- _Problem details_:
Working down the material below, reproduce exactly every line from the one containing "-104,6 +104,7 @@" to the last line, and only those.

___ Data for this exercise

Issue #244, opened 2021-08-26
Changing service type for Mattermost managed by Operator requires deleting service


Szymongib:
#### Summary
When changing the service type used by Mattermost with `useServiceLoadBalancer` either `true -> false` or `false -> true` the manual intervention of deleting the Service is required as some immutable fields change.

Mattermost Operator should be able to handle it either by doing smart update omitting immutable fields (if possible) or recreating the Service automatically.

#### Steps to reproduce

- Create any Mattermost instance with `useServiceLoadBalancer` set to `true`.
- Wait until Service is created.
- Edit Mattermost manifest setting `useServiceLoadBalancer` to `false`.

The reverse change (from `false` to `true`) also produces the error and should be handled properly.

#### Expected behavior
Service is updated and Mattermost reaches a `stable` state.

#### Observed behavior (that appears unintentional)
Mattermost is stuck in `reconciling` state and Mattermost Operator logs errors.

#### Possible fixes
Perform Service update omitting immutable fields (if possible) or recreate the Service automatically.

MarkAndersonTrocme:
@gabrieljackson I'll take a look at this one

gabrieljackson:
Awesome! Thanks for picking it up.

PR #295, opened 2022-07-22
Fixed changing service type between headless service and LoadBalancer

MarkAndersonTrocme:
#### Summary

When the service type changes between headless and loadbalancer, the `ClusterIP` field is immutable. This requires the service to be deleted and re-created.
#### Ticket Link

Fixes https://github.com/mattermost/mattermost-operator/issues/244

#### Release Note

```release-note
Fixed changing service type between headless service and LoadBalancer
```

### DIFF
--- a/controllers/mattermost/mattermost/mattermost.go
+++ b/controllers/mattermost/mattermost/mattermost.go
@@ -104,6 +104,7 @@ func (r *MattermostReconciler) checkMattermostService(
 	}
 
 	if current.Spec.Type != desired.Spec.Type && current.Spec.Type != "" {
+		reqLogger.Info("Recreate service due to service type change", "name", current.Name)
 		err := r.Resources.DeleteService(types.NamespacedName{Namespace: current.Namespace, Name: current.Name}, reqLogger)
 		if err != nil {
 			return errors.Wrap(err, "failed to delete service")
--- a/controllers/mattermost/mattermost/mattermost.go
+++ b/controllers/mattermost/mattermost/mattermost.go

______

- _Response box_:
@@ -104,6 +104,7 @@ func (r *MattermostReconciler) checkMattermostService(
 	}
 
 	if current.Spec.Type != desired.Spec.Type && current.Spec.Type != "" {
+		reqLogger.Info("Recreate service due to service type change", "name", current.Name)
 		err := r.Resources.DeleteService(types.NamespacedName{Namespace: current.Namespace, Name: current.Name}, reqLogger)
 		if err != nil {
 			return errors.Wrap(err, "failed to delete service")
--- a/controllers/mattermost/mattermost/mattermost.go
+++ b/controllers/mattermost/mattermost/mattermost.go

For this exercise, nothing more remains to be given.